» **What to produce**:
Starting at the line below holding "PR #232, opened 2022-08-10" and stopping at the line holding "(CI errors are", print every line exactly, both ends included, and leave the rest out.
===== Dataset content =====
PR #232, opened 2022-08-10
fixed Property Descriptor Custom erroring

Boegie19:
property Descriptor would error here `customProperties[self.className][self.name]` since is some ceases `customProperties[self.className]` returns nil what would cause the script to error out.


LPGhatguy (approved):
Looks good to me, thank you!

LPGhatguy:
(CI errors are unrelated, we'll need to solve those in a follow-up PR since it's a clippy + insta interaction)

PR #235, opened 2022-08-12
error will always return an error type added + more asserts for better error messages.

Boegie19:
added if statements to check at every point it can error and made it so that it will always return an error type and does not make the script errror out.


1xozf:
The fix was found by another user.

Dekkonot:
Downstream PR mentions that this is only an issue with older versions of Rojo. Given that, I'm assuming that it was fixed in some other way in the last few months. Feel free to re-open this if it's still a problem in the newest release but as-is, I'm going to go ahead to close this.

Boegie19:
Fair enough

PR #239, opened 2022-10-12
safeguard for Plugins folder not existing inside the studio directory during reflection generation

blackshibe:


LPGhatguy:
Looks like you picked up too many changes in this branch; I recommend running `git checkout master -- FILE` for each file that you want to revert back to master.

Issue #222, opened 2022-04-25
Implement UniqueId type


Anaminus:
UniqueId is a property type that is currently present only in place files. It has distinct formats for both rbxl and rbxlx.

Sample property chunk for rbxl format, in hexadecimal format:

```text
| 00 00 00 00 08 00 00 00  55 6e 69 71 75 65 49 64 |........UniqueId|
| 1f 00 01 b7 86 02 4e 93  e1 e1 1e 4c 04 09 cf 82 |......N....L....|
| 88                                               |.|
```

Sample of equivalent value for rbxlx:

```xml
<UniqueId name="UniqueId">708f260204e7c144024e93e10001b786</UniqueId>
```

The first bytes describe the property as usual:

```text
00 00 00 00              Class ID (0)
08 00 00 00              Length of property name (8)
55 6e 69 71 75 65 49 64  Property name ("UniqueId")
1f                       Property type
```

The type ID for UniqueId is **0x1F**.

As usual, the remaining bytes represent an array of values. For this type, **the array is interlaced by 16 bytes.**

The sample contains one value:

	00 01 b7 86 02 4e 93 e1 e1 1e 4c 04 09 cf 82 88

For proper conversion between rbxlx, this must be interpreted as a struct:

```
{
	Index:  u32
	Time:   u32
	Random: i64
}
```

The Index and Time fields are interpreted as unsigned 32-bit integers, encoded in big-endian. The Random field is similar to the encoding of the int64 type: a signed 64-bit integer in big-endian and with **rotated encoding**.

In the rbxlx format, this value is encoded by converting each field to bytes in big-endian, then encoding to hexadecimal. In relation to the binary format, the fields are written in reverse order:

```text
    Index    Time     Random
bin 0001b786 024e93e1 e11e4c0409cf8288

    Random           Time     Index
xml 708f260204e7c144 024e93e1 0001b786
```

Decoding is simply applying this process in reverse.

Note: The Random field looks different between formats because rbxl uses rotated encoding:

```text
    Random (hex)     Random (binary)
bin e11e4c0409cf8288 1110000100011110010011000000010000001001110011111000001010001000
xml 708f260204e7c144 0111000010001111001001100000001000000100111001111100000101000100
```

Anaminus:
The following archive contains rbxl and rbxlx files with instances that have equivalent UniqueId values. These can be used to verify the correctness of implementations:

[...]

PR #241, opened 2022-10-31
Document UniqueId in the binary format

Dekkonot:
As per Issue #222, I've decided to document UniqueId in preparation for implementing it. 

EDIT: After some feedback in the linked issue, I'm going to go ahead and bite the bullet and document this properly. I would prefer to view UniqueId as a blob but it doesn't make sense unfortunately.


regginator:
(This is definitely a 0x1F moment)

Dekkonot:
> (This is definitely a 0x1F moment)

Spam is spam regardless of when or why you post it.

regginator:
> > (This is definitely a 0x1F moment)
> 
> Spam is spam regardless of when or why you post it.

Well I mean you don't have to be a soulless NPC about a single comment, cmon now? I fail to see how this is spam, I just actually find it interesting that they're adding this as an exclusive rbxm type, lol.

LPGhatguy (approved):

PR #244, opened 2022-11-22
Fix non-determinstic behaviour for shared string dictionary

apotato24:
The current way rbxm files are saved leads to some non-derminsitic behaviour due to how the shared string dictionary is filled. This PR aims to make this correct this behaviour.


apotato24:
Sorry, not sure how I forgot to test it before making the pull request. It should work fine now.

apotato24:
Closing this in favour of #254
=====
===== Dataset content =====
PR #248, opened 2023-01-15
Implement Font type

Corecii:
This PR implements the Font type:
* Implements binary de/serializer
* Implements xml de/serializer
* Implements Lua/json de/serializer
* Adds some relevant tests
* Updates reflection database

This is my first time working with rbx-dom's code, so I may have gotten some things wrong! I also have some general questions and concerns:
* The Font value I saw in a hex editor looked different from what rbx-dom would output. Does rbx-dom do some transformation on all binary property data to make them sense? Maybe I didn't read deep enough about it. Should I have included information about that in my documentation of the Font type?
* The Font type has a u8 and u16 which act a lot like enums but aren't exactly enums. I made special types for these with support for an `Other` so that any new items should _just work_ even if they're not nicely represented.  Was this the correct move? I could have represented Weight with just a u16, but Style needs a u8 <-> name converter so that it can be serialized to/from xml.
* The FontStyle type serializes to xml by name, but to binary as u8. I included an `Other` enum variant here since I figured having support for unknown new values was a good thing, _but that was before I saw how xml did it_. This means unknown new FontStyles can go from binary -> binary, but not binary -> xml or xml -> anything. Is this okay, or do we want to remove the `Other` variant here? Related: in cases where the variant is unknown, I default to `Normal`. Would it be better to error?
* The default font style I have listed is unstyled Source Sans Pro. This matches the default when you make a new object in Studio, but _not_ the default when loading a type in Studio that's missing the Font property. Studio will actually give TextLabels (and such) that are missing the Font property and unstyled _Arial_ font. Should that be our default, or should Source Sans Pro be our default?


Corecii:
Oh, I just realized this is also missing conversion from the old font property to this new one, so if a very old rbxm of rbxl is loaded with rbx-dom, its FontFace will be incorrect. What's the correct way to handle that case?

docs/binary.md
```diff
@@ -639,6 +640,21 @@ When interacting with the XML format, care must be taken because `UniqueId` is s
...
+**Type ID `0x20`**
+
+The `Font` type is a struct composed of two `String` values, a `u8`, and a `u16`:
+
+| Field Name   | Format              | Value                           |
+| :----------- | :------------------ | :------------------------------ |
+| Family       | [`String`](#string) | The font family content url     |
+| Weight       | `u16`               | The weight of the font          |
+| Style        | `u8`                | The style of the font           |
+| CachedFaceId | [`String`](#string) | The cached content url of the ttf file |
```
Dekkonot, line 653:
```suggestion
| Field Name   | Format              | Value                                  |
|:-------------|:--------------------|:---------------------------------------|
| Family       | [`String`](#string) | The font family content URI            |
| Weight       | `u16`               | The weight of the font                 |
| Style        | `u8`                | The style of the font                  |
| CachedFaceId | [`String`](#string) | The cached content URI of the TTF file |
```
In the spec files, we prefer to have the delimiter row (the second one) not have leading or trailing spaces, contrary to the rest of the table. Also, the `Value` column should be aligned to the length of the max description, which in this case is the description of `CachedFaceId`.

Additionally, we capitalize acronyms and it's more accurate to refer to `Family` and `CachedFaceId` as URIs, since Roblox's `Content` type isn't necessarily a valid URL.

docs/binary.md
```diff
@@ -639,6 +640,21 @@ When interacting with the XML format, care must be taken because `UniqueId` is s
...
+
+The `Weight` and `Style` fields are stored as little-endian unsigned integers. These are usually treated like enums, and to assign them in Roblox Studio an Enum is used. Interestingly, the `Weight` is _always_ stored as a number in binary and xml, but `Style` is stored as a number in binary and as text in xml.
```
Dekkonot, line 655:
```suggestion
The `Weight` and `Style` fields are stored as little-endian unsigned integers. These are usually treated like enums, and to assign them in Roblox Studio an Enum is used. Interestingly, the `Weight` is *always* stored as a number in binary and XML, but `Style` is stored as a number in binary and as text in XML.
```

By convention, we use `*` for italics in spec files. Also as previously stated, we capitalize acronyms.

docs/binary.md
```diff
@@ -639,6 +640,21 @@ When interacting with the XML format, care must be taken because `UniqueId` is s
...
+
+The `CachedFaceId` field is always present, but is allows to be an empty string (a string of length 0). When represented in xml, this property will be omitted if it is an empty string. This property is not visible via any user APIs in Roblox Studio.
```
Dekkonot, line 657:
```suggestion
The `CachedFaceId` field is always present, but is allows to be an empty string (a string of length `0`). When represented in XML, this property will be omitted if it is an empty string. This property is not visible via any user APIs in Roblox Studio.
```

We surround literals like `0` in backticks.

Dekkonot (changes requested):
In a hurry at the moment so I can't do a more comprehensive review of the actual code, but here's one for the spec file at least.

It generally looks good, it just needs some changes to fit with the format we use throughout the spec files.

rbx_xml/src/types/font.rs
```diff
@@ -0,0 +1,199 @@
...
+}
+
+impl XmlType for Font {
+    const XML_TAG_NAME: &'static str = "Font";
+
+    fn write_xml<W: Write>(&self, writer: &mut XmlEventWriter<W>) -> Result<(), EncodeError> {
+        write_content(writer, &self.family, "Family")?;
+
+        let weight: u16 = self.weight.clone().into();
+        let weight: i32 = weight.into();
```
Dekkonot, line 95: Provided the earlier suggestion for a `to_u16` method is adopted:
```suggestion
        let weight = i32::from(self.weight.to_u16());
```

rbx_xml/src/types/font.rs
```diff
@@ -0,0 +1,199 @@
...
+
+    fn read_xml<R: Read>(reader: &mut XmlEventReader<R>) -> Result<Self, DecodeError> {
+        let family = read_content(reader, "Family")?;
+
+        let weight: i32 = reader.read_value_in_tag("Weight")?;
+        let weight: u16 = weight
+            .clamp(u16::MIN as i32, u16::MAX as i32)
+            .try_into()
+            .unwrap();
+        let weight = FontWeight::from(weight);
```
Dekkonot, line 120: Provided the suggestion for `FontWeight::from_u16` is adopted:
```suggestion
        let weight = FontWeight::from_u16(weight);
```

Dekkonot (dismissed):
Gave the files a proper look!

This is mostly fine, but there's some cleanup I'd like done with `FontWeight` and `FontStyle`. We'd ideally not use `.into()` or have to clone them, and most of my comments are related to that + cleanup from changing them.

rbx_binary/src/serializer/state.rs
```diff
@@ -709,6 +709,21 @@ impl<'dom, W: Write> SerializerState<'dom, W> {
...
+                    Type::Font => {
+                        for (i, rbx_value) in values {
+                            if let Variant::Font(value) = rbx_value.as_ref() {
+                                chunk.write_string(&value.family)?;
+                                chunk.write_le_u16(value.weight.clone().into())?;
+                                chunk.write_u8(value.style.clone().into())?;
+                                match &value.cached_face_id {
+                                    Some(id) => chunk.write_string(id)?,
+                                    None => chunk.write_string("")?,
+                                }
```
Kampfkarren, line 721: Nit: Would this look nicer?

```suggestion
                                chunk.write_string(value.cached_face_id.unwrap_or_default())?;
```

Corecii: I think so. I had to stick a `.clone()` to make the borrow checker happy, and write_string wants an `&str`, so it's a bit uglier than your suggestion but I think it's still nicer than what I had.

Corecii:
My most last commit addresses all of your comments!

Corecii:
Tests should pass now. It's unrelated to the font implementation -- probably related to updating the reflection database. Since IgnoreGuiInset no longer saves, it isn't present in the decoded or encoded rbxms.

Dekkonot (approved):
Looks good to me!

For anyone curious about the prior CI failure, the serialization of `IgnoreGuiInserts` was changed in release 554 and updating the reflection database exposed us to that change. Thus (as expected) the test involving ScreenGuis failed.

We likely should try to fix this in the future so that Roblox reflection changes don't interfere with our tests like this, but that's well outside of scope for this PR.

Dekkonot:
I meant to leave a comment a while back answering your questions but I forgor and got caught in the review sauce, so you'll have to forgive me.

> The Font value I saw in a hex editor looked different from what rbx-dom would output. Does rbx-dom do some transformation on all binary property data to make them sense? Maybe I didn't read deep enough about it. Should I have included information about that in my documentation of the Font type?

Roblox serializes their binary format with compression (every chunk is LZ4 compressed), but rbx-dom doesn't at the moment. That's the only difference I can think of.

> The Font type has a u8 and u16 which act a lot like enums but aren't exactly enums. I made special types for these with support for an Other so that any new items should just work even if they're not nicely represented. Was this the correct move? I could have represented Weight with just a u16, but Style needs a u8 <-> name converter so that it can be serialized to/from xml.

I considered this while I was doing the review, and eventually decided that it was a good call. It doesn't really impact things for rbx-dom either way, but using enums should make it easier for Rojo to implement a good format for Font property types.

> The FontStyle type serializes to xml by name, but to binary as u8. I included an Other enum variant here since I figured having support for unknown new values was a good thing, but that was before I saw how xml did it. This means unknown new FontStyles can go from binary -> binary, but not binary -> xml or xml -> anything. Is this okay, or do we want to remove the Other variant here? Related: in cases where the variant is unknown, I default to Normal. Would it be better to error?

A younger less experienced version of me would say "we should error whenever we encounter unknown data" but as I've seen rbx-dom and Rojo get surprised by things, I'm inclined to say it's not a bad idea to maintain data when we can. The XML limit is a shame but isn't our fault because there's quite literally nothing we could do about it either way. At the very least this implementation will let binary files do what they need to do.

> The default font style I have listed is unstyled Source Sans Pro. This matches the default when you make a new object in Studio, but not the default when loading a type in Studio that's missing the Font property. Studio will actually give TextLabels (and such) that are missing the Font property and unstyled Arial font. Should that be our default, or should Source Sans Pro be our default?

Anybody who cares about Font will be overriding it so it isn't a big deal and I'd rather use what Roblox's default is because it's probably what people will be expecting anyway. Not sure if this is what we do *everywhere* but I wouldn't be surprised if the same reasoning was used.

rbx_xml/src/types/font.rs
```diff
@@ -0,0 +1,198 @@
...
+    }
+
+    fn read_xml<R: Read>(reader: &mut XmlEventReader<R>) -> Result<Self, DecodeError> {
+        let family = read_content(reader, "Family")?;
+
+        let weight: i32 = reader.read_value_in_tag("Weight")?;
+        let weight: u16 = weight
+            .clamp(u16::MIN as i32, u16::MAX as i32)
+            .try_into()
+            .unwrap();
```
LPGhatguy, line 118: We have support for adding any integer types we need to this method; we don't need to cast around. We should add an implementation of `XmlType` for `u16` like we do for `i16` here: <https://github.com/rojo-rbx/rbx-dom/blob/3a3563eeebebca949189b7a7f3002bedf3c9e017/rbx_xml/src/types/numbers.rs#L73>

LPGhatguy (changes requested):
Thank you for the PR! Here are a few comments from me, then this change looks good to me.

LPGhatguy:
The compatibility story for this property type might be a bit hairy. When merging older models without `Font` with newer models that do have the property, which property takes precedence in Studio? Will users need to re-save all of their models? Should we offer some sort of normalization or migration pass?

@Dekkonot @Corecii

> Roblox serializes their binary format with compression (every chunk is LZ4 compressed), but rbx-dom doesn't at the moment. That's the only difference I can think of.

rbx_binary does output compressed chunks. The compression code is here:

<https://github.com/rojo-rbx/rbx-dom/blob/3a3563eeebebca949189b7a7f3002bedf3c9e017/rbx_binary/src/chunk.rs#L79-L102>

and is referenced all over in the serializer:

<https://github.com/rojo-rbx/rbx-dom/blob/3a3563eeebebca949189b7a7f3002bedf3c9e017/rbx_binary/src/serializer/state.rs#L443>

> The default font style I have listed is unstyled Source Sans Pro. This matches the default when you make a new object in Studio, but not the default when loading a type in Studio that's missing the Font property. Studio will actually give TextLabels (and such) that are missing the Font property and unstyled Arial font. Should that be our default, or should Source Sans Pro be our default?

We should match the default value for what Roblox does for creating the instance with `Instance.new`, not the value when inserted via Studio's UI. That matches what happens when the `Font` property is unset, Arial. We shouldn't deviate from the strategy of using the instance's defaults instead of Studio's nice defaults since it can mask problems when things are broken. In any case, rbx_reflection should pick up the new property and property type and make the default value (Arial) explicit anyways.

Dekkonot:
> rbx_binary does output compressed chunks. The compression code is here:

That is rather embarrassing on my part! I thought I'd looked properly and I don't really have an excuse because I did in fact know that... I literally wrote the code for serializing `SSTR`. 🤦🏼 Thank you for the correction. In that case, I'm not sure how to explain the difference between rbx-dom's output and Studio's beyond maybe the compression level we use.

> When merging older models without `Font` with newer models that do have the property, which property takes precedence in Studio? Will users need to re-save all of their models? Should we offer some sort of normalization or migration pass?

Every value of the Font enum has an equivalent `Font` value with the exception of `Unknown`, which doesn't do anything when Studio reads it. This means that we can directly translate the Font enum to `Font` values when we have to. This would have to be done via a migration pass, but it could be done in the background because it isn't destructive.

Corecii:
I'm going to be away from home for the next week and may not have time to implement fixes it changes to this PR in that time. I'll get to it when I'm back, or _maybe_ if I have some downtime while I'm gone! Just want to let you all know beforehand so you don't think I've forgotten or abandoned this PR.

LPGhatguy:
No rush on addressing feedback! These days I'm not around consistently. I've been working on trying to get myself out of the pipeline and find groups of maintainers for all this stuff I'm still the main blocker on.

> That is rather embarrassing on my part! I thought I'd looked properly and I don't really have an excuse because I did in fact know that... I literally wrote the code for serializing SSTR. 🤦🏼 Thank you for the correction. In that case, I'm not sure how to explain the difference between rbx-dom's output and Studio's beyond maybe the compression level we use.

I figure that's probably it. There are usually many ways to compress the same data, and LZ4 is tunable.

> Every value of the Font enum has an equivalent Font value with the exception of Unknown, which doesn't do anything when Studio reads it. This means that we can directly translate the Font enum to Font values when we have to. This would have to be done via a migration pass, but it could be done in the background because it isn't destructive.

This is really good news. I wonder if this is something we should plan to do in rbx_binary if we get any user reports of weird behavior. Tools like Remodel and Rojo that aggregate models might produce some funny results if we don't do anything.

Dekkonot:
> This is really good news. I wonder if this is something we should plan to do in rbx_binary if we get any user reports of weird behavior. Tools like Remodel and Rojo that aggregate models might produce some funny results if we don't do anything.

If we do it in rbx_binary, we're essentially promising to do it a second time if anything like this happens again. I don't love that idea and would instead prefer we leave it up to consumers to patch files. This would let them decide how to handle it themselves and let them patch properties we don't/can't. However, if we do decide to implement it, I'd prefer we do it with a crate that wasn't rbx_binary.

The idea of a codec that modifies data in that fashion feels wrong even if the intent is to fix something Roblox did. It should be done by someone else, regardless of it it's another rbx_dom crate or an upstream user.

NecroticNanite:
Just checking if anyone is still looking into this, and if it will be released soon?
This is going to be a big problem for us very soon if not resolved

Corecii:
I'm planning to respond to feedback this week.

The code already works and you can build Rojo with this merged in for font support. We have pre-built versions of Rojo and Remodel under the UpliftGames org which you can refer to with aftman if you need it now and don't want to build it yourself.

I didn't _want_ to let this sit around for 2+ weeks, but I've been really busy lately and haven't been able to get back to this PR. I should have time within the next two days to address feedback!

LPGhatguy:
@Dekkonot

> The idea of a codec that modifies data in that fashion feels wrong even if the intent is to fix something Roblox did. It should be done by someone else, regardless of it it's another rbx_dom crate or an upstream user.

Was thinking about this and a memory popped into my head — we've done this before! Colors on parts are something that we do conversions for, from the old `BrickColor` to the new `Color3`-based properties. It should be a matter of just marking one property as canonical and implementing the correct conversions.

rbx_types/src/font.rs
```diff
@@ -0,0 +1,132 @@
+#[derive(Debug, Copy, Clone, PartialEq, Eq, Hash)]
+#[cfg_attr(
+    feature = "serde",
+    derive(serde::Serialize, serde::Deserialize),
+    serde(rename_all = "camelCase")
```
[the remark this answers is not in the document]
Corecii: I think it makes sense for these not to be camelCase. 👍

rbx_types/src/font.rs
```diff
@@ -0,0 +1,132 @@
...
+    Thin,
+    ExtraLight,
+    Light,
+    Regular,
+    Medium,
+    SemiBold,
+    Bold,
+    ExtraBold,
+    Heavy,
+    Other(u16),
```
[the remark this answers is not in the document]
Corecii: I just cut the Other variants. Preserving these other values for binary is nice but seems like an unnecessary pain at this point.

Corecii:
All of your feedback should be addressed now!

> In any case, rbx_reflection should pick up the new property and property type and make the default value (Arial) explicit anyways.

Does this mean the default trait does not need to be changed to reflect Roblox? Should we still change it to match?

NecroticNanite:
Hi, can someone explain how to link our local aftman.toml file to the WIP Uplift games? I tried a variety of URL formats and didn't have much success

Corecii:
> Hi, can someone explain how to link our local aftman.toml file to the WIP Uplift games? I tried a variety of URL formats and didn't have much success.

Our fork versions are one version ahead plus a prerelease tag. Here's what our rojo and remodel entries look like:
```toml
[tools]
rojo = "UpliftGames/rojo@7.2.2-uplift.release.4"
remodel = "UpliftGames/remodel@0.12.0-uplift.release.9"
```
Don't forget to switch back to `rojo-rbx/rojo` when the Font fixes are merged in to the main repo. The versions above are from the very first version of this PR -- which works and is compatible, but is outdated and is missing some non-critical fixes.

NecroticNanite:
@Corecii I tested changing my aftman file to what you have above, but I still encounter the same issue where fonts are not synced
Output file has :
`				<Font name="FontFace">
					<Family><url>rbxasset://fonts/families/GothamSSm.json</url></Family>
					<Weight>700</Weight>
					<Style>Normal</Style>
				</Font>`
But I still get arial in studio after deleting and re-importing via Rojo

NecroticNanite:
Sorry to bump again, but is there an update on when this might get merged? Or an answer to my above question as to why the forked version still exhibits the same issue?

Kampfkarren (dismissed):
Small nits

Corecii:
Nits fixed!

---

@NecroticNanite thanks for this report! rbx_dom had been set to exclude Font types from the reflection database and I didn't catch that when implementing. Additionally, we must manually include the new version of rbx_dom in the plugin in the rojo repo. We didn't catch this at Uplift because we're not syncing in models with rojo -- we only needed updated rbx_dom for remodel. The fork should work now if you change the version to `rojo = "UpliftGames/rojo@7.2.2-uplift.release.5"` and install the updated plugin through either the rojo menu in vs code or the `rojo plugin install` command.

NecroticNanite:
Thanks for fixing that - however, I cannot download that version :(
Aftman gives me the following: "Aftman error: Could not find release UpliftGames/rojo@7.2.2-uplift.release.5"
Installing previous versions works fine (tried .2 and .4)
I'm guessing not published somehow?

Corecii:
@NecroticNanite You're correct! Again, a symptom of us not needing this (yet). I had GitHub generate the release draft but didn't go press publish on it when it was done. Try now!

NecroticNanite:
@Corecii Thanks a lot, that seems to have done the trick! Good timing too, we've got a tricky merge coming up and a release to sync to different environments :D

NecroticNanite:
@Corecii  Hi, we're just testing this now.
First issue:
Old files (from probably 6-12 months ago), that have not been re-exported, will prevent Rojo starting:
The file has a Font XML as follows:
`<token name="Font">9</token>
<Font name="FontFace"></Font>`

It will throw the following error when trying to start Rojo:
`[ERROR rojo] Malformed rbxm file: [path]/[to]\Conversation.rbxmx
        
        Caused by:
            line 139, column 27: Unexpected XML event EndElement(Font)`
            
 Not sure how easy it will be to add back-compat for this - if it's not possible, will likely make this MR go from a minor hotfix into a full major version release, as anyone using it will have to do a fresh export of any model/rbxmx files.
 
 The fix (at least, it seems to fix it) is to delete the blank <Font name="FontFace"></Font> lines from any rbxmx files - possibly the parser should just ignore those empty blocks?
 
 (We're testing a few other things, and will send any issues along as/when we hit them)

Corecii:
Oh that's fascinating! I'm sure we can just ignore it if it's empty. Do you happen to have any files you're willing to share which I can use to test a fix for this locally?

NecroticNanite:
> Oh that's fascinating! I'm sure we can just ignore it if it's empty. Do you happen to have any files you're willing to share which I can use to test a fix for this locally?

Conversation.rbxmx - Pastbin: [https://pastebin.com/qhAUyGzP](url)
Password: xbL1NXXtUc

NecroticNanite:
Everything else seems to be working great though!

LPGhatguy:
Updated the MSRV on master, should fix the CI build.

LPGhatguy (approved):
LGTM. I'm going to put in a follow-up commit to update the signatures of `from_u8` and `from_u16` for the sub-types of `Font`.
=====
» **Solution**:
PR #232, opened 2022-08-10
fixed Property Descriptor Custom erroring

Boegie19:
property Descriptor would error here `customProperties[self.className][self.name]` since is some ceases `customProperties[self.className]` returns nil what would cause the script to error out.


LPGhatguy (approved):
Looks good to me, thank you!

LPGhatguy:
(CI errors are unrelated, we'll need to solve those in a follow-up PR since it's a clippy + insta interaction)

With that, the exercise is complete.